PNNL

Abstract

Wood-degrading fungi use a sequence of oxidative and hydrolytic mechanisms to loosen lignocellulose and then release and metabolize embedded sugars. These temporal sequences have recently been mapped at high resolution using directional growth on wood wafers, revealing previously obscured dynamics as fungi progressively colonize wood. Here, we applied secretomics in the same wafer design to track temporal trends on aspen decayed by fungi with distinct nutritional modes: two brown rot-type (BR) fungi (Postia placenta, Gloeophyllum trabeum) and two white rot (WR) (Stereum hirsutum, Trametes versicolor). We matched secretomic data from three zones of decay (early, middle, late) with enzyme activities in these zones, and we included measures of total protein and ergosterol as benchmarks.
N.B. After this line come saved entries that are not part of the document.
PR #244, opened 2019-10-18
Copy SSH key pair to all linux jumpboxes with correct permission

rukawata:
Changes in this PR:

1. All linux jumpboxes will now have SSH key pair stored. This way all of them will be able to logon HANA servers.
2. Wide open permission on private key will prevent logon to HANA server with the private key. With the change, we will have `644` for public key and `600` for private key.
3. The determine factor for being RTI should not be the name but key `destroy_after_deploy` which has value true or false.
4. Changed the structure of the input.json so it only has one section with path to ssh key pair. And this ssh key pair will be shared among database servers and jumpboxes if ssh key is used as authentication method.
5. Format all input.json with two spaces indention.


deploy/v2/terraform/modules/jumpbox/main.tf
```diff
@@ -135,26 +135,42 @@ resource "azurerm_virtual_machine" "vm-linux" {
 
   connection {
     type        = "ssh"
-    host        = var.jumpboxes.linux[count.index].name == "rti" ? azurerm_public_ip.public-ip-linux[count.index].ip_address : null
```
tniek: Sidenote - I really hope this is not how we distinguish an RTI from a regular Linux jumpbox; didn't we introduce a `destroy_after_deploy` parameter?

rukawata: Yes, that line has been removed and new code in this PR looks like this:
`host        = var.jumpboxes.linux[count.index].destroy_after_deploy == "true" ? azurerm_public_ip.public-ip-linux[count.index].ip_address : null`

deploy/v2/terraform/modules/jumpbox/main.tf
```diff
@@ -135,26 +135,42 @@ resource "azurerm_virtual_machine" "vm-linux" {
...
     user        = var.jumpboxes.linux[count.index].authentication.username
     private_key = lookup(var.jumpboxes.linux[count.index].authentication, "path_to_private_key", false) == false ? null : file(var.jumpboxes.linux[count.index].authentication.path_to_private_key)
     password    = lookup(var.jumpboxes.linux[count.index].authentication, "password", null)
   }
 
+  # Copy ssh keypair over to jumpboxes and set permission
   provisioner "file" {
     source      = lookup(var.jumpboxes.linux[count.index].authentication, "path_to_public_key", null)
     destination = "/home/${var.jumpboxes.linux[count.index].authentication.username}/.ssh/id_rsa.pub"
-    on_failure  = "continue"
```
suhanselvan: Removing the `on_failure = "continue"` would halt the Terraform apply process if a linux jumpbox uses password for authentication.  One suggestion would be to not have the path for the keys specified for each jumpbox or database inside its own block in input.json. Instead we can have a separate section in input.json for specifying the SSH key paths. All the VMs that use key based authentication can refer to this path. This is assuming they all use the same SSH key pair.

deploy/v2/terraform/modules/jumpbox/main.tf
```diff
@@ -135,26 +135,42 @@ resource "azurerm_virtual_machine" "vm-linux" {
...
+    inline = [
+      "chmod 644 /home/${var.jumpboxes.linux[count.index].authentication.username}/.ssh/id_rsa.pub",
+      "chmod 600 /home/${var.jumpboxes.linux[count.index].authentication.username}/.ssh/id_rsa",
+    ]
+  }
+
+  # Copy output.json for ansbile only on RTI. 
+  # Use on_failure = "continue" current workaround to use conditional provisioner
   provisioner "file" {
-    source      = var.output-json.filename
```
suhanselvan: As I said during the call, specifying `var.output-json.filename` as source was to create an implicit dependency on the output_json module. Because during some tests the output.json file was not created before this provisioner started and led to failure.

rukawata: Ack. Revert this part.

deploy/v2/terraform/modules/jumpbox/main.tf
rukawata: For now I will just copy the key pairs from the first database as a temporary workaround.
In the situation when we have multiple databases which uses different key pairs, we need to find a better solution than this.

rukawata: @suhanselvan after a discussion, we will go with the approach you proposed. Also it makes it hard to manage if they use different keys for databases (eg. how do we name them on the jumpboxes?). 
I will implement the new structure in this PR.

In line with previous transcriptomics data, all of fungi tested showed an initial investment in pectinases and a delayed investment in other glycoside hydrolases (GHs). Brown rot fungi also staggered abundance of some oxidoreductases ahead of GHs to produce a familiar two-step mechanism. White rot fungi, however, showed late-stage investment in pectinases as well, unlike brown rot fungi. Lignolytic enzyme activities and abundances were also different between the two white rot fungi. Specifically, S. hirsutum lignolytic activity was delayed, explained almost entirely by the activity and abundance of five ‘atypical’ type manganese peroxidases, unlike more varied peroxidases and laccases in T. versicolor. These secretomic analyses support brown rot patterns generated via transcriptomics, they reveal distinct patterns among and within rot types, and they link spectral counts with activities to help functionalize these multi-strain secretomic data.